__Task requirements__: Give back the full data character for character.

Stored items

PR #1024, opened 2021-09-21
apps/bttester: add command to force pairing

KKopyscinski:
Normally, we let to choose security procedure by
ble_gap_security_initiate(). Some tests require though to pair again
with the same peer without breakign the link - gap_unpair cannot
be used. Let's ad gap_force_pair to expicitly call
ble_gap_pair_initiate.

### DIFF
--- a/apps/bttester/src/gap.c
+++ b/apps/bttester/src/gap.c
@@ -1301,6 +1301,37 @@ rsp:
 	tester_rsp(BTP_SERVICE_ID_GAP, GAP_PAIR, CONTROLLER_INDEX, status);
 }
 
+static void force_pair(const uint8_t *data, uint16_t len)
+{
+    /**
+     * This method is used to force pairing instead of giving the option
+     * of automatically choosing pairing or encryption by ble_gap_security_initiate()
+     */
+    struct ble_gap_conn_desc desc;
+    uint8_t status;
+    int rc;
+
+    SYS_LOG_DBG("");
+
+    rc = gap_conn_find_by_addr((ble_addr_t *)data, &desc);
+    if (rc) {
+        status = BTP_STATUS_FAILED;
+        goto rsp;
+    }
+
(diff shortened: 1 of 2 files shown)


KKopyscinski:
This requires https://github.com/apache/mynewt-nimble/pull/1032 to pass the tests

KKopyscinski:
Removed gap_force_enc, because it is equivalent of gap_pair when peers are already bonded, and they always are when PTS requests encryption.

apps/bttester/src/gap.c
```diff
@@ -1301,6 +1301,37 @@ static void pair(const uint8_t *data, uint16_t len)
...
+    rc = ble_gap_pair_initiate(desc.conn_handle);
+    SYS_LOG_DBG("ble_gap_pair_initiate finished with rc=%d", rc);
+    if (rc) {
+        status = BTP_STATUS_FAILED;
+        goto rsp;
+    }
+
+    status = BTP_STATUS_SUCCESS;
+
+    rsp:
```
rymanluk, line 1331: indentation issue.

apps/bttester/src/gap.c
```diff
@@ -1608,6 +1639,9 @@ void tester_handle_gap(uint8_t opcode, uint8_t index, uint8_t *data,
 	case GAP_PAIR:
 		pair(data, len);
 		return;
+    case GAP_FORCE_PAIR:
+        force_pair(data, len);
```
rymanluk, line 1643: indentation issue?

apps/bttester/src/gap.c
KKopyscinski: solved

apps/bttester/src/gap.c
KKopyscinski: solved

rymanluk (approved):
looks good to me

KKopyscinski:
No longer needed as of PTS 8.2.2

__Answer space__:
PR #1024, opened 2021-09-21
apps/bttester: add command to force pairing

KKopyscinski:
Normally, we let to choose security procedure by
ble_gap_security_initiate(). Some tests require though to pair again
with the same peer without breakign the link - gap_unpair cannot
be used. Let's ad gap_force_pair to expicitly call
ble_gap_pair_initiate.

### DIFF
--- a/apps/bttester/src/gap.c
+++ b/apps/bttester/src/gap.c
@@ -1301,6 +1301,37 @@ rsp:
 	tester_rsp(BTP_SERVICE_ID_GAP, GAP_PAIR, CONTROLLER_INDEX, status);
 }
 
+static void force_pair(const uint8_t *data, uint16_t len)
+{
+    /**
+     * This method is used to force pairing instead of giving the option
+     * of automatically choosing pairing or encryption by ble_gap_security_initiate()
+     */
+    struct ble_gap_conn_desc desc;
+    uint8_t status;
+    int rc;
+
+    SYS_LOG_DBG("");
+
+    rc = gap_conn_find_by_addr((ble_addr_t *)data, &desc);
+    if (rc) {
+        status = BTP_STATUS_FAILED;
+        goto rsp;
+    }
+
(diff shortened: 1 of 2 files shown)


KKopyscinski:
This requires https://github.com/apache/mynewt-nimble/pull/1032 to pass the tests

KKopyscinski:
Removed gap_force_enc, because it is equivalent of gap_pair when peers are already bonded, and they always are when PTS requests encryption.

apps/bttester/src/gap.c
```diff
@@ -1301,6 +1301,37 @@ static void pair(const uint8_t *data, uint16_t len)
...
+    rc = ble_gap_pair_initiate(desc.conn_handle);
+    SYS_LOG_DBG("ble_gap_pair_initiate finished with rc=%d", rc);
+    if (rc) {
+        status = BTP_STATUS_FAILED;
+        goto rsp;
+    }
+
+    status = BTP_STATUS_SUCCESS;
+
+    rsp:
```
rymanluk, line 1331: indentation issue.

apps/bttester/src/gap.c
```diff
@@ -1608,6 +1639,9 @@ void tester_handle_gap(uint8_t opcode, uint8_t index, uint8_t *data,
 	case GAP_PAIR:
 		pair(data, len);
 		return;
+    case GAP_FORCE_PAIR:
+        force_pair(data, len);
```
rymanluk, line 1643: indentation issue?

apps/bttester/src/gap.c
KKopyscinski: solved

apps/bttester/src/gap.c
KKopyscinski: solved

rymanluk (approved):
looks good to me

KKopyscinski:
No longer needed as of PTS 8.2.2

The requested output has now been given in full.